Information below:
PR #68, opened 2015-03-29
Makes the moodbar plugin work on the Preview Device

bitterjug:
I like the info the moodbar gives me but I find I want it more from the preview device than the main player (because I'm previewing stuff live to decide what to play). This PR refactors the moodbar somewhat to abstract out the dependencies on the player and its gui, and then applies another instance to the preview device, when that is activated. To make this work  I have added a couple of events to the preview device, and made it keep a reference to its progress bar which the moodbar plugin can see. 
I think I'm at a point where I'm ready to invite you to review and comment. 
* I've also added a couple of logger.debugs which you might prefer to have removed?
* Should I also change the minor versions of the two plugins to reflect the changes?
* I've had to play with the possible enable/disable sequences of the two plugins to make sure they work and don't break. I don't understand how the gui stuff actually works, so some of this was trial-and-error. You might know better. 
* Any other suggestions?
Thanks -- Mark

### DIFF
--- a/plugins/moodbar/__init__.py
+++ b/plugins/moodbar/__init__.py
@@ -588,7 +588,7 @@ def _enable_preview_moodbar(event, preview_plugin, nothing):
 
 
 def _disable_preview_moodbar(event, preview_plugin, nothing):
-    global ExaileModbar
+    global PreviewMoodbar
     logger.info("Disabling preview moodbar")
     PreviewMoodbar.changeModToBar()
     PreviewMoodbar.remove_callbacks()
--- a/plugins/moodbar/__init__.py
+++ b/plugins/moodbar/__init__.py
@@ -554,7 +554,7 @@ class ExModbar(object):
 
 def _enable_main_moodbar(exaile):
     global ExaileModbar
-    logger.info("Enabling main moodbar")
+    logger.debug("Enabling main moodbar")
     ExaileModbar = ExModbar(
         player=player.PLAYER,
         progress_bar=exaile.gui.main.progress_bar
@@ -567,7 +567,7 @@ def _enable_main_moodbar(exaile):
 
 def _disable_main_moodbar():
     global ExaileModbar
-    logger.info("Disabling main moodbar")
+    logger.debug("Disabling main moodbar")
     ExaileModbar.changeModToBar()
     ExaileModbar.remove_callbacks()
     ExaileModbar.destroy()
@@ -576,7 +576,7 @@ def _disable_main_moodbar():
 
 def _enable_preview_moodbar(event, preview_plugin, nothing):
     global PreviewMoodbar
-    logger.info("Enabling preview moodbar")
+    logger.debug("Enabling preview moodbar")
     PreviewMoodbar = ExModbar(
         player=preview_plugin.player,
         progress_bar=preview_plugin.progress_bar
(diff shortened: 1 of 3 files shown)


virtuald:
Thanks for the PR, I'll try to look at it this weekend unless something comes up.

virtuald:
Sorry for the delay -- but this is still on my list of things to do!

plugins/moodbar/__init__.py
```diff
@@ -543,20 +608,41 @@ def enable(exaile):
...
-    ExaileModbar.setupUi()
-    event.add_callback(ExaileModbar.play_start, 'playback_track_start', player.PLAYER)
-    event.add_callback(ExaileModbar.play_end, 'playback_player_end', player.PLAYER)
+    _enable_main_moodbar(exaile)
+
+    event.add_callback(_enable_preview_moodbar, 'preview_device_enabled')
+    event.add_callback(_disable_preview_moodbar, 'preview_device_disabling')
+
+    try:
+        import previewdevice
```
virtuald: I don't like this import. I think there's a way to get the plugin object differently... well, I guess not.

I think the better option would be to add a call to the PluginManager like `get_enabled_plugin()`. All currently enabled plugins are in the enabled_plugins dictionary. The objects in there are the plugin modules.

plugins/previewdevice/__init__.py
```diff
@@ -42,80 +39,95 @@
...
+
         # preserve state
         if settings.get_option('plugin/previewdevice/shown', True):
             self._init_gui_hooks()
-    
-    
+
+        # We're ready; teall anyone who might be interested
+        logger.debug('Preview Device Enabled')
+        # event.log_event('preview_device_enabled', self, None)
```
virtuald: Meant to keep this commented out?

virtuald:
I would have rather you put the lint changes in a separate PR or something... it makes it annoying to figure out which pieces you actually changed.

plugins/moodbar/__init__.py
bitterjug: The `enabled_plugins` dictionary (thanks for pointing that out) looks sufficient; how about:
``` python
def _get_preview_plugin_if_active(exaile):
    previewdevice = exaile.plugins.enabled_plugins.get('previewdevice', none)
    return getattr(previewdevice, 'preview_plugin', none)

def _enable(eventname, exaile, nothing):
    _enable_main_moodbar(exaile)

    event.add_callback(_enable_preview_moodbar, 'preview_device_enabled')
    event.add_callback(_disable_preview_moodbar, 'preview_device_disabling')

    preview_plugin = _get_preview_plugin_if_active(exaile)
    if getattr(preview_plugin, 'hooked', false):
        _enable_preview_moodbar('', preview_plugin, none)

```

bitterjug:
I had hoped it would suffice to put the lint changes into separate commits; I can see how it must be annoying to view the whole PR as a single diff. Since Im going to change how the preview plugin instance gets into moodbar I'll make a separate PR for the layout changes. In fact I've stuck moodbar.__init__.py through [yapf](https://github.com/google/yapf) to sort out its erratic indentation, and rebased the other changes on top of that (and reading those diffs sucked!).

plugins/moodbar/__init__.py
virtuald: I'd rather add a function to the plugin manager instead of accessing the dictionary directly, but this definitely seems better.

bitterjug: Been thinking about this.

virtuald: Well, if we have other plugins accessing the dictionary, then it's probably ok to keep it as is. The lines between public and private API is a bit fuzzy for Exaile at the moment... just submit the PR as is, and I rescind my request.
End of Information.
Information below:
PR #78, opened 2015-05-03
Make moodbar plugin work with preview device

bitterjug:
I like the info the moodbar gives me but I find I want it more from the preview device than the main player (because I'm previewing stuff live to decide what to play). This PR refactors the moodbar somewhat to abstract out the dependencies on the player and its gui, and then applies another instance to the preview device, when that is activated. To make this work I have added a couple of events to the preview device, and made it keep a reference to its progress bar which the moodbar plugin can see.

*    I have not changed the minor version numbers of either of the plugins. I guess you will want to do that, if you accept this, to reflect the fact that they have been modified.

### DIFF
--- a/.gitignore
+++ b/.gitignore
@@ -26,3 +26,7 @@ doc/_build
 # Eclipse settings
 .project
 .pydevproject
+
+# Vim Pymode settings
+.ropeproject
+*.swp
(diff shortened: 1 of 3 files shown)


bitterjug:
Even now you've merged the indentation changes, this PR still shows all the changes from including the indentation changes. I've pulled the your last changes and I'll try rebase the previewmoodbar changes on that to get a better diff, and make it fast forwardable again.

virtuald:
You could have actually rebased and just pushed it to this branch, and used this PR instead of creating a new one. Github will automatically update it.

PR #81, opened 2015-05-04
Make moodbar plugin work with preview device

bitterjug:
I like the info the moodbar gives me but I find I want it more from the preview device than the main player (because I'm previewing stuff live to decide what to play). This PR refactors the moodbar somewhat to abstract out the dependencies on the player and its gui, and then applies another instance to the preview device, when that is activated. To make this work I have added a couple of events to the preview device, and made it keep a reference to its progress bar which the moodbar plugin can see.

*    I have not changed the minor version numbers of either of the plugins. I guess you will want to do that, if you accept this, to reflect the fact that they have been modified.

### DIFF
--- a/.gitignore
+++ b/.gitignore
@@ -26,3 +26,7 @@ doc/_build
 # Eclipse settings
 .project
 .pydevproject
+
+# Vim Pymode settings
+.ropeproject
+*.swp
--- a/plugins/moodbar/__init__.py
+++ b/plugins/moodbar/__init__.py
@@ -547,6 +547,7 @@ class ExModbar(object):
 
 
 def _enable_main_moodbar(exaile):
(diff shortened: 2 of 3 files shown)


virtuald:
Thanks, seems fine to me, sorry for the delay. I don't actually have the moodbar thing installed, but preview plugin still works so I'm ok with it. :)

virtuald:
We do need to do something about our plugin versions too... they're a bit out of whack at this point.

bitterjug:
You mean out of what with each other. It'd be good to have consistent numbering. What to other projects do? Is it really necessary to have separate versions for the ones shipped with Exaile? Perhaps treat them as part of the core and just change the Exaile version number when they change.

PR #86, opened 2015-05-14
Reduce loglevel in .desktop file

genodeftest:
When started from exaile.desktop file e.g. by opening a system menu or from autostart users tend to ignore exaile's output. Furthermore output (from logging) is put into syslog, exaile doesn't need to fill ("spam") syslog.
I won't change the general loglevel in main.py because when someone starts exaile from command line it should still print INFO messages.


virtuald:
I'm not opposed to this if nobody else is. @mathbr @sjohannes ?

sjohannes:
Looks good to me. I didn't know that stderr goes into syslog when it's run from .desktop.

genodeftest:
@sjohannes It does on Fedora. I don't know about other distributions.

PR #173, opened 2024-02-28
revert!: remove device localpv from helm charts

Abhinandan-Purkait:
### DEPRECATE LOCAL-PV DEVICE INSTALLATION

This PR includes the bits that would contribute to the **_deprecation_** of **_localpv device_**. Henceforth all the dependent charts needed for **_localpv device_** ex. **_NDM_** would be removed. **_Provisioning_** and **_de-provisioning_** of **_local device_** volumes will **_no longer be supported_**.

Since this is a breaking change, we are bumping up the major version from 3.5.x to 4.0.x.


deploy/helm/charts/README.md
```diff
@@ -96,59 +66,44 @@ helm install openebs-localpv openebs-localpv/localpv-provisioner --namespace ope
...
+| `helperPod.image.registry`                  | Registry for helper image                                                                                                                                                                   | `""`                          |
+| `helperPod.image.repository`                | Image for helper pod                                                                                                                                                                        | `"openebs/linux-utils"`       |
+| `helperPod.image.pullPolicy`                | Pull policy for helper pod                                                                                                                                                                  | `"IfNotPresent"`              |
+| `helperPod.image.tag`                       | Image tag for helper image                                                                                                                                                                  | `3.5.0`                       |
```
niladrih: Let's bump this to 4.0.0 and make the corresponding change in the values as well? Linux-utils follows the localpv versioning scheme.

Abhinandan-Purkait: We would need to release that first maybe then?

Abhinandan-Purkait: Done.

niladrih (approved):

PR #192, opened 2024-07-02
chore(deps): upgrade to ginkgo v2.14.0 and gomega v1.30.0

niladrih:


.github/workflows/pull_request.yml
End of Information.
§ What is being asked
Will you return exactly the lines above from the one with "PR #68, opened 2015-03-29" down to the one with "PreviewMoodbar.changeModToBar()", counting both as part of the range?

§ Result of this exercise
PR #68, opened 2015-03-29
Makes the moodbar plugin work on the Preview Device

bitterjug:
I like the info the moodbar gives me but I find I want it more from the preview device than the main player (because I'm previewing stuff live to decide what to play). This PR refactors the moodbar somewhat to abstract out the dependencies on the player and its gui, and then applies another instance to the preview device, when that is activated. To make this work  I have added a couple of events to the preview device, and made it keep a reference to its progress bar which the moodbar plugin can see. 
I think I'm at a point where I'm ready to invite you to review and comment. 
* I've also added a couple of logger.debugs which you might prefer to have removed?
* Should I also change the minor versions of the two plugins to reflect the changes?
* I've had to play with the possible enable/disable sequences of the two plugins to make sure they work and don't break. I don't understand how the gui stuff actually works, so some of this was trial-and-error. You might know better. 
* Any other suggestions?
Thanks -- Mark

### DIFF
--- a/plugins/moodbar/__init__.py
+++ b/plugins/moodbar/__init__.py
@@ -588,7 +588,7 @@ def _enable_preview_moodbar(event, preview_plugin, nothing):
 
 
 def _disable_preview_moodbar(event, preview_plugin, nothing):
-    global ExaileModbar
+    global PreviewMoodbar
     logger.info("Disabling preview moodbar")
     PreviewMoodbar.changeModToBar()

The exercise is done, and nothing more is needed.